At least 35 people were injured last morning in Kiev, including two children, according to the balance of the entire city made by its mayor, Vitali Klistchko, who also reported that a Russian missile hit an apartment building in the west of the city.
He also denied the presence of regular Russian troops in the city after a night of intense fighting and attempts by the Russian military to control the Ukrainian capital.

Не вірте фейкам. pic.twitter.com/wiLqmCuz1p
— Володимир Зеленський (@ZelenskyyUa) February 26, 2022

Zelensky stressed in his speech that fighting continues in many parts of the country – such as in Sumy (northeast), Kharkiv (east) or Chernigov (north) – and urged all Ukrainians to return to Ukraine and defend their country.
In Donbas, according to the State Administration of the Luhansk region, the army has lost control of Stanitsia Luganska, Krymske and Markivka, according to the UNIAN agency.
The Russian Defense Ministry also said today that the Russian Armed Forces have established full control over the city of Melitopol, near the Sea of Azov.
“The Russian military is taking all measures to ensure the safety of civilians and exclude provocations by Ukrainian special services and nationalists,” it said in a statement.

What happens in Kiev

Saturday dawned in Ukraine with reports of heavy fighting in Kiev.

According to a post on the Facebook page of the Armed Forces of Ukraine, “heavy battles are taking place” in the Vasylkiv area of the city.

The publication adds that an “active combat” is unfolding on the streets of the capital.

The Kiev government also confirmed the fighting in an earlier statement and warned residents to stay in shelters and not approach windows or balconies.

Reports from Kiev journalists on social media also suggest that clashes broke out in the streets.

Have been reported more than 50 explosions and machine gun fire in the capital, according to the newspaper Kyiv Independent.

Meanwhile, Ukraine’s armed forces added that its troops shot down several Russian “enemy targets” on Friday and also prevented Russian troops from taking any of Ukraine’s cities.

Fear beyond the capital

Fear and precautions are not unique to Kiev.

“I write these lines from a bomb shelter several floors underground next to a crowd of people, four dogs and a rabbit as a pet,” sarah Rainsford, the BBC’s Eastern Europe correspondent, said sarah rainsford, from the Ukrainian city of Dnipro, the country’s fourth largest.

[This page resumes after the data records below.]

PR #129, opened 2019-12-01
document that metrics() returns 3 column tibble

davechilders:
- `metrics()` appears to return a *three* column tibble with columns {`.metric`, .`estimator`, and .`estimate`}

### DIFF
--- a/R/metrics.R
+++ b/R/metrics.R
@@ -22,7 +22,7 @@
 #'
 #' @return
 #'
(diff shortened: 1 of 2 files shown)


DavisVaughan:
Thanks! Next time, when you change documentation like this could you please also run `devtools::document()` to update the Rd files?

I've done it here, so need to do anything else.

PR #133, opened 2020-01-22
closes #130

### LINKED ISSUE #130: `conf_mat()` and it's `autoplot()` method ordering should match
The plot needs predictions along the `y` axis, and truth along the `x` axis

Screen Shot 2020-01-14 at 2 32 01 PM
Screen Shot 2020-01-14 at 2 32 05 PM

I think that for `cm_heat()` this isn't too bad. We can swap out for these lines:

```r
    dplyr::mutate(Prediction = factor(Prediction, levels = rev(levels(Prediction)))) %>%
    ggplot2::ggplot(ggplot2::aes(Truth, Prediction, fill = Freq)) %+%
```

For `cm_mosaic()` I think this gets us close, but the labels don't look like they are placed quite right

```r
  ggplot2::ggplot(full_data) %+%
    ggplot2::geom_rect(ggplot2::aes(xmin = xmin, xmax = xmax, ymin = ymin, ymax = ymax)) %+%
    ggplot2::scale_x_reverse(
      breaks = (x_data$xmin + x_data$xmax) / 2,
      labels = tick_labels
    ) %+%
    ggplot2::scale_y_reverse(
      breaks = (y1_data$ymin + y1_data$ymax) / 2,
      labels = tick_labels
    ) %+%
    ggplot2::labs(x = "Predicted", y = "Truth") %+%
    ggplot2::theme(panel.background = ggplot2::element_blank()) %+%
    ggplot2::coord_flip()
```

topepo:
@apreshill

Maybe @EmilHvitfeldt could look at my changes to the mosaic plot to verify that this was the right approach.

### DIFF
--- a/DESCRIPTION
+++ b/DESCRIPTION
@@ -13,7 +13,7 @@ License: GPL-2
 Encoding: UTF-8
 LazyData: true
 Roxygen: list(markdown = TRUE)
-RoxygenNote: 6.1.1
+RoxygenNote: 7.0.2.9000
 Depends:
     R (>= 2.10)
 Suggests: 
--- a/NEWS.md
+++ b/NEWS.md
@@ -2,7 +2,9 @@
 
 ## Other improvements
 
- * The `autoplot()` methods for confusion matrices is now consistent with the `print()` method such that the true values are in columns. 
+* The `autoplot()` heat map for confusion matrices now places the predicted values on the `x` axis and the truth values on the `y` axis to be more consistent with the confusion matrix `print()` method.
+
+* The `autoplot()` mosaic plot for confusion matrices had the `x` and `y` axis labels backwards. This has been corrected.
 
 # yardstick 0.0.4
 
--- a/NEWS.md
+++ b/NEWS.md
@@ -1,5 +1,9 @@
 # yardstick (development version)
 
+## Other improvements
+
+ * The `autoplot()` methods for confusion matrices is now consistent with the `print()` method such that the true values are in columns. 
+
 # yardstick 0.0.4
 
 ## New metrics and functionality
--- a/R/conf_mat.R
+++ b/R/conf_mat.R
@@ -347,7 +347,7 @@ cm_mosaic <- function(x) {
 
   `%+%` <- ggplot2::`%+%`
 
-  cm_zero <- (as.numeric(x$table == 0) / 2) + t(x$table)
+  cm_zero <- (as.numeric(x$table == 0) / 2) + x$table
 
   x_data <- space_fun(rowSums(cm_zero), 200)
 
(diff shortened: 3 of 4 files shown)


DavisVaughan:
Am I crazy, or is the original implementation correct, but the _labels_ are just on the wrong axes? If you swap where `Predicted` and `Truth` labels doesn't this look right? The proportions all look right to me

``` r
library(yardstick)
library(ggplot2)
library(dplyr)

data("hpc_cv")

cm <- hpc_cv %>%
  filter(Resample == "Fold01") %>%
  conf_mat(obs, pred)

cm
#>           Truth
#> Prediction  VF   F   M   L
#>         VF 166  33   8   1
#>         F   11  71  24   7
#>         M    0   3   5   3
#>         L    0   1   4  10

autoplot(cm, type = "mosaic")
```



<sup>Created on 2020-01-22 by the [reprex package](https://reprex.tidyverse.org) (v0.3.0.9000)</sup>

DavisVaughan:
@topepo my guess is that you would need to transpose `x$table` for all of its usages. i.e. with the current PR i get this, but a few things don't look right. The right column only has 3 bars. The first column, 3rd row is pretty wide even though it should have a 0 there.

``` r
library(yardstick)
#> For binary classification, the first factor level is assumed to be the event.
#> Set the global option `yardstick.event_first` to `FALSE` to change this.
library(ggplot2)
library(dplyr)
#> 
#> Attaching package: 'dplyr'
#> The following objects are masked from 'package:stats':
#> 
#>     filter, lag
#> The following objects are masked from 'package:base':
#> 
#>     intersect, setdiff, setequal, union

data("hpc_cv")

cm <- hpc_cv %>%
  filter(Resample == "Fold01") %>%
  conf_mat(obs, pred)

cm
#>           Truth
#> Prediction  VF   F   M   L
#>         VF 166  33   8   1
#>         F   11  71  24   7
#>         M    0   3   5   3
#>         L    0   1   4  10

autoplot(cm, type = "mosaic")
```



<sup>Created on 2020-01-22 by the [reprex package](https://reprex.tidyverse.org) (v0.3.0.9000)</sup>

I imagine the other usage of `x$table` here would need to be transposed, but that gives the same plot as what I am proposing with just swapping the labels

https://github.com/tidymodels/yardstick/pull/133/files#diff-396c2efbb3e17c59af23275ff1380255R350

topepo:
So I think that the CRAN version does have the axis labels wrong for mosaic plots. That doesn't need different computations (i.e. transpose). 

The heatmap still needs to be transposed though. I'll update in a sec.

DavisVaughan:
I think it looks okay now, right?

Issue #132, opened 2020-01-19
roc_auc should return NA with no cases or controls


topepo:
``` r
library(tidymodels)
#> Registered S3 method overwritten by 'xts':
#>   method     from
#>   as.zoo.xts zoo
#> ── Attaching packages ─────────────────────────────────────────────────────────── tidymodels 0.0.4 ──
#> ✓ broom     0.5.2          ✓ recipes   0.1.9     
#> ✓ dials     0.0.4          ✓ rsample   0.0.5     
#> ✓ dplyr     0.8.3          ✓ tibble    2.1.3     
#> ✓ ggplot2   3.2.1          ✓ tune      0.0.1     
#> ✓ infer     0.5.1          ✓ workflows 0.1.0     
#> ✓ parsnip   0.0.4.9000     ✓ yardstick 0.0.4     
#> ✓ purrr     0.3.3
#> ── Conflicts ────────────────────────────────────────────────────────────── tidymodels_conflicts() ──
#> x purrr::discard()    masks scales::discard()
#> x dplyr::filter()     masks stats::filter()
#> x dplyr::lag()        masks stats::lag()
#> x ggplot2::margin()   masks dials::margin()
#> x recipes::step()     masks stats::step()
#> x recipes::yj_trans() masks scales::yj_trans()
data(two_class_example)
two_class_example %>% 
  dplyr::filter(truth == "Class1") %>% 
  roc_auc(truth, Class1)
#> Error in roc.default(response, predictor, auc = TRUE, ...): No control observation.
```

<sup>Created on 2020-01-18 by the [reprex package](https://reprex.tidyverse.org) (v0.3.0)</sup>

It would be better to return `NA` with a warning.

DavisVaughan:
I think the main change to make is to `roc_auc_binary()`. It should have two checks:

- if `truth` doesn't have any `lvl[1]` values, then `NA_real_` should be returned with a warning that there were no events
- if `truth` doesn't have any of `lvl[2]` values, then `NA_real_` should be returned with a warning that there were no controls

At first glance it looks like this will be enough to fix macro/micro/macro_weighted multiclass cases too, since they use `roc_auc_binary()` internally

[...]

PR #138, opened 2020-02-01
fix roc_auc to return NA if no cases or controls

dpastling:
fix roc_auc_binary() to return NA if no cases or controls and generate
an informative warning

currently generates the following warning:

```
test_autoplot.R:80: warning: ROC Curve - multi class
Row indexes must be between 0 and the number of rows (0). Use `NA` as row index to obtain a row full of `NA` values.
This warning is displayed once per session.
```

issue #132

### DIFF
--- a/NEWS.md
+++ b/NEWS.md
@@ -1,5 +1,7 @@
 # yardstick (development version)
 
+* `roc_auc()` now warns when there are no events or controls in the provided `truth` column, and returns `NA` (@dpastling, #132).
+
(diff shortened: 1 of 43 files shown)


DavisVaughan:
Thanks @dpastling! Also, that warning ended up coming from a combination of the development version of tibble + the cran version of ggplot2, it had nothing to do with anything you changed!

dpastling:
Thanks @DavisVaughan for cleaning up the code. I didn't have much time at the end to add additional tests. Glad to know the warning was from package versions and not because of NAs introduced elsewhere in the codebase.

“The hotel staff rushed past and banging on the doors shortly after midnight before taking us downstairs at high speed.

“Before, we had visited Hanna Syva and her family in a giant apartment block across the street,” he says.

“Hanna is a mother of two and seems optimistic, but she admits she’s smiling so she doesn’t worry her children,” Rainsford explains.

“Yesterday they cried, they’re very nervous, so I can’t afford to be afraid,” Hanna tells the reporter.